What to produce: Copy nothing from the entries below except the lines from the one containing "return gradeId;" through the one containing "Parents | Teacher |", and copy those exactly.

(Stored dataset items)
========

PR #2918, opened 2019-02-15
fix(devices): return full device response on spurious updates

eoger:
Currently, the server just echoes back the request payload on spurious updates.


rfk:
CI issues will hopefully be unblocked by https://github.com/mozilla/fxa-auth-server/pull/2920

PR #2920, opened 2019-02-18
chore(deps): Update handlebars dependency.

rfk:
This updates handlebards in response to https://www.npmjs.com/advisories/755; we use a fixed set of templates so I don't believe it's any risk to us, but the upgrade seems simple enough (apart from the usual npm-shrinkwrap churn...)


rfk:
For completeness, these are the steps I did:

* Edited package.json
* `rm -rf node_modules npm-shrinkwrap.json`
* `npm install`
* `npm runk shrink`

rfk:
(turns out there was a recent nsp for nunjucks as well, so updated that to get `lint:deps` passing cleanly.

PR #2924, opened 2019-02-19
chore(clients): Add a dev client_id for Fenix

shane-tomlinson:
bz1528355

@vladikoff or @rfk - r?


shane-tomlinson:
> content server also needs a change and fxa-dev

Content server is here: https://github.com/mozilla/fxa-content-server/pull/6975
fxa-dev I'll have to get to when I'm back from PTO.

Thanks @vladikoff!

PR #2925, opened 2019-02-20
chore(deploy): upgrade to node 10

### LINKED ISSUE #2923: Update docker images to node 10
I believe our docker images are built with node 8, which is in LTS maintenance mode. Would be nice to go to node 10 and get current LTS support.

philbooth:
Fixes #2923.

Does what it says on the tin, everything seems to work tickety-boo.

@mozilla/fxa-devs r?

### DIFF
--- a/.travis.yml
+++ b/.travis.yml
@@ -1,8 +1,6 @@
 language: node_js
 
-node_js:
- - "8"
- - "10"
+node_js: "10"
 
 dist: trusty
 sudo: true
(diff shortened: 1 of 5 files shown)


.travis.yml
```diff
@@ -53,8 +53,8 @@ jobs:
   include:
   - stage:
     node_js:
-    - "8"
```
vladikoff: we can probably drop 8 here?

PR #1512, opened 2024-04-22
Make only 3 courses selectable if user doesn't have plus.

Jonas-Sander:
Automatically show only three Subjects if user doesn't have plus.

grafik


nilsreichardt (approved):
LGTM

PR #1556, opened 2024-04-24
Enable homework due date chips for stable track

nilsreichardt:
Just enable `showDueDateSelectionChips`. We later remove the unused code.


nilsreichardt:
Merging it without review since it's something we have on our Sharezone Plus sales page but disabled on the stable track. Pushing a new hotfix update.

Jonas-Sander (approved):

PR #1575, opened 2024-04-29
Fix: Deleting a term now sets `currentTerm` in Firestore doc to `null`.

### LINKED ISSUE #1573: When deleting all terms `currentTerm` is still set in the document.
When creating and then deleting a term the `currentTerm` field in the `Grades/AllInOne/` grades doc is still set.

Jonas-Sander:
When deleting all terms `currentTerm` would still be set to the old current term before. This is because if no current/active term was existing we didn't add the `currentTerm` key to the data map at all. This would leave the value unchanged. Now we explicitly set the field to null in this case.

Fixes #1573


nilsreichardt (approved):
LGTM

PR #1584, opened 2024-05-01
Fix share "let parents buy" option for iPad

nilsreichardt:


nilsreichardt:
Hot fix update, merging without a review

PR #1621, opened 2024-05-07
Make passing ids to `GradesService` optional, create `GradeInput`,`SubjectInput` classes

Jonas-Sander:
This PR enables the users of the `GradesService` to not need to generate Ids.

* Adds `SubjectInput` and `GradeInput` class (have no Id field)
* Make add methods return the Id of the newly created thing (term, subject, ...)
* `addCustomGradeType` no longer takes `GradeType`, but rather properties
* Make `Grade` class private since its only used for internal usage of `GradesService` now

### DIFF
--- a/app/lib/grades/grades_service/grades_service.dart
+++ b/app/lib/grades/grades_service/grades_service.dart
@@ -301,16 +301,16 @@ class GradesService {
     return gradeId;
   }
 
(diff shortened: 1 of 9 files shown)


nilsreichardt (approved):
LGTM

PR #1644, opened 2024-05-22
Rework homework page for teacher and parents

Jonas-Sander:
This reworks the homework page for teachers and parents in a way that is very similar to the current student page.

Small difference: There is no overflow button in the bottom action bar (overflow is used by students where they can select "mark all overdue homeworks as completed")

I also added the `firebase_hausaufgabenheft_logik` into the `hausaufgabenheft_logik`, since I don't really see that much benefit to separate it.

| Parents | Teacher |
|--------|--------|
| image | image |
| image |  image |


nilsreichardt (approved):
Nice work! I don't have the time to review it. Just review it by yourself 👍

PR #1668, opened 2024-06-11
Fix typo in onboarding

nilsreichardt:


nilsreichardt:
Skipping the review because the new update should be pushed now

PR #1669, opened 2024-06-11
Bump app version to v2.1.0

nilsreichardt:


nilsreichardt:
Skipping the review because the new update should be pushed now

PR #1691, opened 2024-07-25
Use adaptive platform density for privacy policy.

Jonas-Sander:
With 219bea1093928fa3192b99a215eb5c6e1f53fb7e we started to use `VisualDensitySetting.standard()` on all platforms instead of `VisualDensitySetting.adaptivePlatformDensity()`. Since the latter is better for the privacy policy UI on desktops we override it on this page.

| Before | After |
| - | - |
| grafik | grafik |

### DIFF
--- a/app/lib/legal/privacy_policy/privacy_policy_page.dart
+++ b/app/lib/legal/privacy_policy/privacy_policy_page.dart
@@ -54,14 +54,14 @@ class PrivacyPolicyPage extends StatelessWidget {
                     Provider.of<ThemeSettings>(context, listen: false);
                 final newSettings = _createPrivacyPolicyThemeSettings(
                     context, themeSettings, config);
-                // As of writing this we always use
+                // As of this writing, we always use
                 // VisualDensitySetting.standard() instead of
                 // VisualDensitySetting.adaptivePlatformDensity() on all
-                // platforms. This might sense for the general UI, but
-                // for the privacy policy page it is way better use the adaptive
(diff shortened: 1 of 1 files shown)


app/lib/legal/privacy_policy/privacy_policy_page.dart
```diff
@@ -52,8 +52,19 @@ class PrivacyPolicyPage extends StatelessWidget {
...
+                final newSettings = _createPrivacyPolicyThemeSettings(
                     context, themeSettings, config);
+                // As of writing this we always use
+                // VisualDensitySetting.standard() instead of
+                // VisualDensitySetting.adaptivePlatformDensity() on all
+                // platforms. This might sense for the general UI, but
+                // for the privacy policy page it is way better use the adaptive
+                // spacing. This will make the TOC tiles to be more compact for
+                // desktop (since users will most probably use a mouse there)
+                // and more spaced out for users using touch.
```
nilsreichardt, line 64: Suggestion (feel free to not use it):

```suggestion
                // As of this writing, we always use
                // VisualDensitySetting.standard() instead of
                // VisualDensitySetting.adaptivePlatformDensity() on all
                // platforms. This may make sense for the general UI, but for
                // the privacy policy page it is much better to use the adaptive
                // spacing. This will make the TOC tiles more compact for
                // desktop (since users will most likely be using a mouse there)
                // and more spread out for touch users.
```

nilsreichardt (approved):
LGTM

PR #1700, opened 2024-08-10
Remove Sharezone Wrapped

Jonas-Sander:
Since few users opened Sharezone Wrapped in the end, we want to remove the code for now, as we are unsure if we're going to be using it next year. If so, we can re-add it anyways.


nilsreichardt (approved):
LGTM

PR #1712, opened 2024-08-16
Enable changing display type of weights (factor or percentage)

Jonas-Sander:
Adds changing the display type of weights (as factor or as percent) in the term settings.

[Changing weight display type.webm](https://github.com/user-attachments/assets/131389f5-771e-4451-ae5b-fac602811370)

| Before | After |
|--------|--------|
| before | after |

The numbers are currently rounded in the weight overview, I'll fix this in another PR.


Sharezone-Admin (approved):
(Jonas S here, approving with this account so that I can merge via merge queue)

Jonas-Sander:
Nvm, would need to add the account to code owners. Merging with override.

PR #1703, opened 2024-08-11
Upgrade to Flutter v3.24.2

nilsreichardt:
Migrations:
* [Generic types in PopScope](https://docs.flutter.dev/release/breaking-changes/popscope-with-result)
* [Deprecate `ButtonBar` in favor of `OverflowBar`](https://docs.flutter.dev/release/breaking-changes/deprecate-buttonbar)

PR #1726, opened 2024-09-04
Use fvm in devenv again.

Jonas-Sander:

========

Task response:
     return gradeId;
   }
 
(diff shortened: 1 of 9 files shown)


nilsreichardt (approved):
LGTM

PR #1644, opened 2024-05-22
Rework homework page for teacher and parents

Jonas-Sander:
This reworks the homework page for teachers and parents in a way that is very similar to the current student page.

Small difference: There is no overflow button in the bottom action bar (overflow is used by students where they can select "mark all overdue homeworks as completed")

I also added the `firebase_hausaufgabenheft_logik` into the `hausaufgabenheft_logik`, since I don't really see that much benefit to separate it.

| Parents | Teacher |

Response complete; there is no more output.